Hurley toured extensively with recording artist, Tracy Bonham, then stepped away to participate in the fertile Seattle music scene, where he recorded with groups such as Tycoons, Hulabees, Shuggie, Alex Woodard, Miles Hunt (of The Wonder Stuff), Lisa Loeb, and Fountains of Wayne, among others.

He then spent a year in the Netherlands before moving to Los Angeles, CA and in February 2009, relocated to Austin, Texas, where he toured and played with his country-rock group Stonehoney.

- Gigolo Aunts
Hurley formed the band, Gigolo Aunts, while still in high school with his brother Steve Hurley, Dave Gibbs, and Paul Brouwer. After quickly outgrowing Potsdam, the group relocated to Boston, where they caught the ear of the indie label, Coyote Records, which released the Aunts' first record, Everybody Happy, in 1988. Later the band was signed to a major label deal with RCA, touring extensively in the US and Europe with groups such as, The Cranberries, The Wallflowers, and The Lemonheads.
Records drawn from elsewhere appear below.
PR #21, opened 2014-03-05
Example fixes

reubenhwk:
example.cpp should return a proper value in main and it should also print usage info.

Without the usage info, and the check of the command line parameters, users will get a segfault unless they already know how to use example.cpp.


lexicalunit:
This issue was moved to nanodbc/nanodbc#46

PR #25, opened 2014-07-17
Add get_ref to result and adjust unit tests

ctrychta:
I found that when processing large result sets that a lot of time was being spent creating new strings so I added a get_ref function which will fill in the reference with the column value instead of returning it.

While adding unit tests for these changes I ran into a few problems with the existing tests.  I'm not sure how the tests were previously passing so if you think this could somehow be related to something in my environment please let me know.  After these changes I was able to successfully run the sqlite tests on linux and windows.

### DIFF
--- a/nanodbc.h
+++ b/nanodbc.h
@@ -815,7 +815,7 @@ public:
     //!
     //! Columns are numbered from left to right and 0-indexed.
     //! \param column position.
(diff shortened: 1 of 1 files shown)


lexicalunit:
This issue was moved to nanodbc/nanodbc#52

PR #458, opened 2025-07-07
feat: add first and last name in score table

KIoppert:
Now, the DB looks like this:
image

```Name``` is replaced by two columns: ```First Name``` and ```Last Name```. Search is working on any column.

And some UI updates (you can see this on screenshot), to my mind now it looks better, but I'm ready to listen criticism

### DIFF
--- a/manytask/database_utils.py
+++ b/manytask/database_utils.py
@@ -26,11 +26,13 @@ def get_database_table_data(app: CustomFlask, course_name: str) -> dict[str, Any
     for username, student_scores in all_scores.items():
         total_score = sum(student_scores.values())
         large_count = sum(1 for task in large_tasks if student_scores.get(task, 0) > 0)
-        student_name = app.gitlab_api.get_student_by_username(username).name
+        stored_user = storage_api.get_stored_user(course_name, username)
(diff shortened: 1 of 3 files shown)

### CODE REVIEW

File: manytask/database_utils.py [hunk 1]
```diff
@@ -26,11 +26,13 @@ def get_database_table_data(app: CustomFlask, course_name: str) -> dict[str, Any
     for username, student_scores in all_scores.items():
         total_score = sum(student_scores.values())
         large_count = sum(1 for task in large_tasks if student_scores.get(task, 0) > 0)
-        student_name = app.gitlab_api.get_student_by_username(username).name
+        stored_user = storage_api.get_stored_user(course_name, username)
```
zhmurov, line 29: The 'StorageApi.get_all_scores(..)' is only used here. So we can join first and last names when the scores are extracted there. This should save us some calls to database.

Suggest making and issue and planning follow-up for this, since it will require some work on tests.

zhmurov (approved):
LGTM

Suggest making an issue from my comment to come back to it later.

manytask/database_utils.py
KIoppert: #459

PR #461, opened 2025-07-09
perf: optimize calls to db when table is rendering

KIoppert:
This PR improve speed of rendering table at twice. Even visually I can see strong difference.
Some benchmark tests (if I wrote their correctly :) ):
```test_db (NOW)``` - **old** realisation
```test_db (0004_...)``` - **new** realisation
When we have ```1000``` users on course:
image
When we have ```500``` users:
image
When we have ```100``` users:
image

But I had to change a signature of method ```get_all_scores```, now it is ```get_all_scores_with_names```. In this method I make new ```dict``` for names, where key is ```username```, but we already have ```dict``` with key ```username```(```all_scores```). And maybe will be good if we combine them, but in my case tests is refactoring very quickly and code is readable

### DIFF
--- a/manytask/database.py
+++ b/manytask/database.py
@@ -177,7 +177,7 @@ class DataBaseApi(StorageApi):
         """
 
         with Session(self.engine) as session:
-            all_users = self._get_all_users(session, course_name)
+            all_users = self._get_all_users_on_course(session, course_name)
 
         scores_and_names: dict[str, tuple[dict[str, int], tuple[str, str]]] = {}
         for user in all_users:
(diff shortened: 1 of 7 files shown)

### CODE REVIEW

File: manytask/database.py [hunk 1]
```diff
@@ -170,7 +170,9 @@ def sync_stored_user(
                 course_admin=user_on_course.is_course_admin,
             )
 
-    def get_all_scores(self, course_name: str) -> dict[str, dict[str, int]]:
+    def get_all_scores_with_names(
+        self, course_name: str
+    ) -> Tuple[dict[str, dict[str, int]], dict[str, tuple[str, str]]]:
```
zhmurov, line 175: Would it be better to return 'dict[str, tuple[str, str, dict[str, int]]'? This way we will not be searching for the first / last name in the dict for each user.

KIoppert:
Added loading spinner, while DB table is rendering (UI update)

zhmurov (dismissed):

zhmurov (approved):

PR #463, opened 2025-07-12
fix: final score calculation with reported score

elyaishere:


zhmurov (approved):
LGTM, but needs proper commit message

PR #466, opened 2025-07-18
feat: automate initial course setup

DmitryMelentsov:


manytask/glab.py
```diff
@@ -88,48 +104,83 @@ def _get_project_by_name(self, project_name: str) -> gitlab.v4.objects.Project:
...
+                    "visibility": "public",
+                    "shared_runners_enabled": True,
+                    "auto_devops_enabled": False,
+                    "initialize_with_readme": True,
+                    "default_branch": default_branch,
+                }
+            )
+        except gitlab.GitlabError:
+            try:
+                self._get_project_by_name(f"{group.full_path}/{course_public_repo}")
```
zhmurov, line 151: We should check existence first, and than create project.  Using try-except this was is not conventional and confusing (at least for me).

manytask/glab.py
```diff
@@ -88,48 +104,83 @@ def _get_project_by_name(self, project_name: str) -> gitlab.v4.objects.Project:
...
+                    "path": course_students_group,
+                    "parent_id": group.id,
+                    "visibility": "private",
+                    "lfs_enabled": True,
+                    "shared_runners_enabled": True,
+                }
+            )
+        except gitlab.GitlabError:
+            try:
+                self._get_group_by_name(f"{group.full_path}/{course_students_group}")
```
zhmurov, line 178: Same here: first check existence, only than - try to create.

manytask/abstract.py
```diff
@@ -168,6 +168,12 @@ def register_new_user(
         password: str,
     ) -> None: ...
 
+    @abstractmethod
+    def create_course_group(
```
zhmurov, line 172: This just creates group of projects on gitlab. Suggest calling it "create_group"

manytask/glab.py
akostrikov: Agree

PR #477, opened 2025-07-27
feat: remove unnecessary session refreshes

gagarinkomar:
I'm not sure, but are there any situations where this is needed now?


akostrikov (approved):
LGTM

PR #486, opened 2025-07-28
refactor: Refactor requires_auth function 

zhmurov:
get_authenticated_student(..) is called when both getting student info
and checking if the user is logged in. This add check_authenticated_student(..)
method that is used when we need to check if the user is logged in.

### DIFF
--- a/manytask/auth.py
+++ b/manytask/auth.py
@@ -89,7 +89,7 @@ def get_authenticate_student(oauth: OAuth, app: CustomFlask) -> Student:
     return student
 
 
-def __redirect_to_login() -> Callable[..., Any]:
+def __redirect_to_login() -> Response:
     session.pop("gitlab", None)
     return redirect(url_for("root.signup"))
 


manytask/auth.py
```diff
@@ -80,18 +81,17 @@ def handle_oauth_callback(oauth: OAuth, app: CustomFlask) -> Response:
...
+    student = app.gitlab_api.get_authenticated_student(session["gitlab"]["access_token"])
+    session["gitlab"].update(set_oauth_session(student))
+    return student
 
-    except Exception:
-        logger.error("Failed login in gitlab, redirect to login", exc_info=True)
-        session.pop("gitlab", None)
-        return redirect(url_for("root.signup"))
+
+def __redirect_to_login() -> Callable[..., Any]:
```
KIoppert, line 92: Should this return `Response`, not `Callable[..., Any]`?

KIoppert (approved):

manytask/auth.py
zhmurov: It looks like this is separate issue

KIoppert: It's strange, my `mypy` doesn't swear at it.

zhmurov: Ok. I have two virtual environments, one has mypy version 1.15.0, and this is where I get this error. With mypy 1.17.0 everything seems to be fine.

zhmurov:
@gagarinkomar , can you double-check please?

Issue #414, opened 2025-06-06
Store gitlab/RMS login in the database


zhmurov:
After authentication will be separated from code management, the user name (login) for Repository Management System will not be the same as the authenticated user loging. Hence it can not be extracted from the session and should be saved somewhere. The validation of user identity should also be added.

zhmurov:
store RMS ID only

PR #494, opened 2025-07-30
feat: Store RMS ID in the database

zhmurov:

Their songs have been featured in TV shows and films, That Thing You Do!, The River Wild, Swimming With Sharks, The Buddy System, and the title track to Dumb and Dumber, Where I Find My Heaven. The band, at one point in their career, was signed to (Counting Crows) Adam Duritz' record label, E Pluribus Unum, and toured extensively with Counting Crows.

Their biggest commercial success was the single, Where I Find My Heaven, which was featured in the soundtrack to the film Dumb and Dumber, and as the opening music to the British sitcom, Game On. The single release of, Where I Find My Heaven, broke into the Top 30 in the UK Singles Chart early in 1995.

- Stonehoney
In 2006, Hurley created the country-rock group, StoneHoney with fellow Los Angeles singer-songwriters Shawn Davis, Nick Randolph, and Dave Phenecie. StoneHoney toured extensively across the US, and found their musical home when they relocated to Austin, Texas in 2009, signing to Jimmy LaFave's, Music Road Records.

- The South Austin Moonlighters
Hurley was a founding member of Austin super group, South Austin Moonlighters, playing lead guitar and contributing some of their most requested original songs. The group has released three albums: Live at the Saxon Pub, Burn & Shine, and Ghost of a Small Town, garnering regional radio and touring success.